王二不二

作者:张晓舟 来源:《意林·作文素材》

  如果有一帮知识分子,每人扛着八百斤重的“人文主义思想”,吭哧吭哧地对我说:“兄弟,我们是来解放你的。”我会作揖曰:“大爷,您还是先把石头卸下来,先解放您自个儿吧。”关于“人的解放”的那些檄文宣言,哪里比得上王小波关于“猪的解放”的一篇小文?《一只特立独行的猪》算不上什么文学杰作,但假如把它收进中学语文课本,其效力真的强过八百吨檄文宣言。

  王小波是在20世纪90年代“人文精神大论战”苍山如海残阳如血的尸骨堆上站起来的,他并没有参与这类煞有介事的论战,那些搔首弄姿的文人志士,对他来说只是一团又一团的迷雾和幽灵。很多人连篇累牍写下的不过是一堆“知识分子”的身份证、奖状和质检报告,而王小波那些文章,却足以构成一部公民社会的基础读本。王小波就像一只特立独行的豪猪,一路挣脱,冲破那些对公民社会常识或者说人类普世价值穷凶极恶的围剿。

  我曾将王小波称作“理想的知识分子”,但现在我更愿意把他看作“理想的人”。他和那个自以为特殊自以为权威的知识分子群体是不搭界的。当知识分子的优越感过度泛滥,似乎有必要放低身段了:你首先是一个人,其次是一个公民,然后才是一个知识分子。

  “公民社会”这个词在媒体中开始流行,而崔卫平等学者也适逢其时地把波兰学者米奇尼克的书《通往公民社会》翻译出版,另外一个词也应运而生:公共知识分子。说好听点,公共知识分子这个词是对知识分子在公民社会中的地位和作用的双倍肯定,说不好听点,“公共”二字完全是知识分子给自己头上戴的高帽,独占的制高点,好像唯恐大众看不到他。在知识分子被丑化矮化为臭老九的中国,知识分子特别容易矫枉过正地过分强调自己的权威,从而导致傲慢与褊狭,最终不单远离公民,甚至连自己身上的人味儿都没了。

  说到这,势必要提及“无知者无畏”的王朔。王朔意气淋漓,王小波理性缜密。当然王小波与王朔的区别也是显而易见的。王朔纵情怒骂现状时,有时会不知不觉将往昔“与青春有关的日子”当做某种标准;而王小波在触及青春这一记忆矿藏时要挖得更深,更疯狂。

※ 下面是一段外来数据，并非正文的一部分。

PR #264, opened 2026-03-05
Reduce transaction overhead

simasch:
Hi,

It's me again. I've updated the Spring Boot 4 project to the latest version and changed the transaction propagation to reduce transaction overhead, which should improve performance.

It would be amazing if you could run the tests with my updates.

Thanks a lot.
Simon

### DIFF
--- a/quarkus3-virtual/src/main/java/org/acme/repository/FruitRepository.java
+++ b/quarkus3-virtual/src/main/java/org/acme/repository/FruitRepository.java
@@ -2,7 +2,6 @@ package org.acme.repository;
 
 import static jakarta.transaction.Transactional.TxType.SUPPORTS;
 
-import java.util.List;
 import java.util.Optional;
 
 import jakarta.enterprise.context.ApplicationScoped;
@@ -18,10 +17,4 @@ public class FruitRepository implements PanacheRepository<Fruit> {
 	public Optional<Fruit> findByName(String name) {
 		return find("name", name).firstResultOptional();
 	}
-
-  @Override
-  @Transactional(SUPPORTS)
-  public List<Fruit> listAll() {
-    return PanacheRepository.super.listAll();
-  }
 }


springboot4/pom.xml
```diff
@@ -30,10 +30,6 @@
 			<groupId>org.springframework.boot</groupId>
 			<artifactId>spring-boot-starter-validation</artifactId>
 		</dependency>
-		<dependency>
-			<groupId>org.springframework.boot</groupId>
-			<artifactId>spring-boot-starter-actuator</artifactId>
-		</dependency>
```
edeandrea: Removing the actuator dependency makes the comparison unfair. The Quarkus version has health checks and similar capabilities. Also, most Spring Boot applications contain this, so I would consider it "unusual" to not have it.

I'm not in favor of removing this.

springboot4/src/main/java/org/acme/rest/FruitController.java
```diff
@@ -25,19 +25,19 @@ public FruitController(FruitService fruitService) {
 		this.fruitService = fruitService;
 	}
 
-	@GetMapping(produces = MediaType.APPLICATION_JSON_VALUE)
+	@GetMapping
```
edeandrea: Is the removal of the annotation properties causing a problem?

We have these on the Quarkus side as well.

springboot4/src/main/java/org/acme/rest/FruitController.java
```diff
@@ -25,19 +25,19 @@ public FruitController(FruitService fruitService) {
...
-	@GetMapping(path = "/{name}", produces = MediaType.APPLICATION_JSON_VALUE)
+	@GetMapping(path = "/{name}")
 	public ResponseEntity<FruitDTO> getFruit(@PathVariable String name) {
 		return this.fruitService.getFruitByName(name)
 			.map(ResponseEntity::ok)
 			.orElseGet(() -> ResponseEntity.notFound().build());
 	}
 
-	@PostMapping(produces = MediaType.APPLICATION_JSON_VALUE, consumes = MediaType.APPLICATION_JSON_VALUE)
+	@PostMapping
```
edeandrea: Is the removal of the annotation properties causing a problem?

edeandrea (commented):
Hi @simasch thanks for this! I do have some comments about some of these changes.

Notably, I'm not in favor of removing the actuator dependency because it makes the comparison unfair. Most Spring apps have this dependency, and the Quarkus application contains similar functionality that would no longer exist in the Spring version.

springboot4/src/main/java/org/acme/rest/FruitController.java
simasch: This is just redundant because JSON is the default.

springboot4/src/main/java/org/acme/rest/FruitController.java
```diff
@@ -25,19 +25,19 @@ public FruitController(FruitService fruitService) {
...
 	}
 
-	@GetMapping(produces = MediaType.APPLICATION_JSON_VALUE)
+	@GetMapping
 	public List<FruitDTO> getAll() {
 		return this.fruitService.getAllFruits();
 	}
 
-	@GetMapping(path = "/{name}", produces = MediaType.APPLICATION_JSON_VALUE)
+	@GetMapping(path = "/{name}")
```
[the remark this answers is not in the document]
simasch: Having producers and/or consumers will trigger a content-type-matching mechanism in Spring, which Quarkus doesn't, I assume.

springboot4/src/main/java/org/acme/rest/FruitController.java
edeandrea: Quarkus does the same regardless of whether the produces/consumes annotations are there, and json is also the default in Quarkus.

edeandrea:
@franz1981 @holly-cummins  with this change on the spring side I'm not sure the way transactions are managed is now apples to apples. 

[Quarkus is just using the default](https://quarkus.io/guides/transaction#declarative-approach) which is `TxType.REQUIRED`

If we are going to do an apples to apples comparison based on the change made by @simasch in this PR, maybe we need to change the Quarkus app to use `@Transactional(SUPPORTS)`

My guess is that will also speed up Quarkus since it will reduce transaction overhead for Quarkus, just as it's doing for spring.

edeandrea:
I think the question is `Is it ok/a good idea to have read operations without a transaction`? Becuase this change on the spring side essentially does that.

franz1981:
Yeah agree @holly-cummins @edeandrea : as far as I understand without a transaction, you have no isolation guarantee... (phantom reads, etc etc)
Probably in Spring for this use case would be more useful to have proper transactional required + readonly ^^

edeandrea (approved):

  他最不屑的是所谓“知青文学”,他骂过张抗抗《赤彤丹朱》那种出身优越感。王小波说,有一次要参加一个文学座谈会,很担心碰见像张抗抗这样被他骂过的作家,“我在想会不会让人当头泼一盆冷水。”他毫不掩饰对那部小说的厌恶,“这是我们这一代里头素质比较差的。”王朔最近也议论过“大院文化”,很牛的一通神侃,但是朔爷以及姜文等,他们的“大院青春”还是稍嫌过于牛气烘烘了。

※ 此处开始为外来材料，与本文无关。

PR #271, opened 2026-03-10
Add OpenTelemetry instrumentation across services

### LINKED ISSUE #269: Add the full observability stack to "tuned" versions
In production most users will have a full observability stack (metrics/tracing/logs/etc). Let's add that in.

edeandrea:
Integrated OpenTelemetry instrumentation into all modules, including BOM dependencies, starter configurations, and resource updates. Enhanced `FruitService` methods for span tracing, updated `infra.sh` for Otel observability stack, and adjusted `application.yml` files to enable telemetry features across services.

Fixes #269

### DIFF
--- a/springboot3/src/main/resources/application.yml
+++ b/springboot3/src/main/resources/application.yml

  偶然翻读云南人民出版社推出的《王小波全集》,意外地在第十卷也即末卷中看见一个短短的未竟残篇《最灿烂的阳光》,才发现,原来王小波竟然也想写一个主人公同样名为“马小军”的“文革”残酷青春故事,王小波写道:“《阳光灿烂的日子》歌颂了它的灿烂,但是不全面。我还想谈谈这片阳光的最灿烂之处。因此必须有两个马小军,前一个在阳光下浑浑噩噩,过得很幸福;后一个在阳光下头脑清楚地承受着痛苦。浑浑噩噩的人因此有福,头脑清楚的人因此而倒霉。每个人都觉得自己长脑子是多余的。灿烂的含义就在于此。”如今电视剧《与青春有关的日子》异常火爆,姜文也拍了《阳光灿烂的日子》续篇,然而王小波的《最灿烂的阳光》刚刚开了一个头……

  这灿烂并不只指向往昔,王小波的作品更是通往未来的一把钥匙。这钥匙在窗台,在最灿烂的阳光下,不要吸毒,而对青春,对往昔的美化,是最难戒的毒瘾。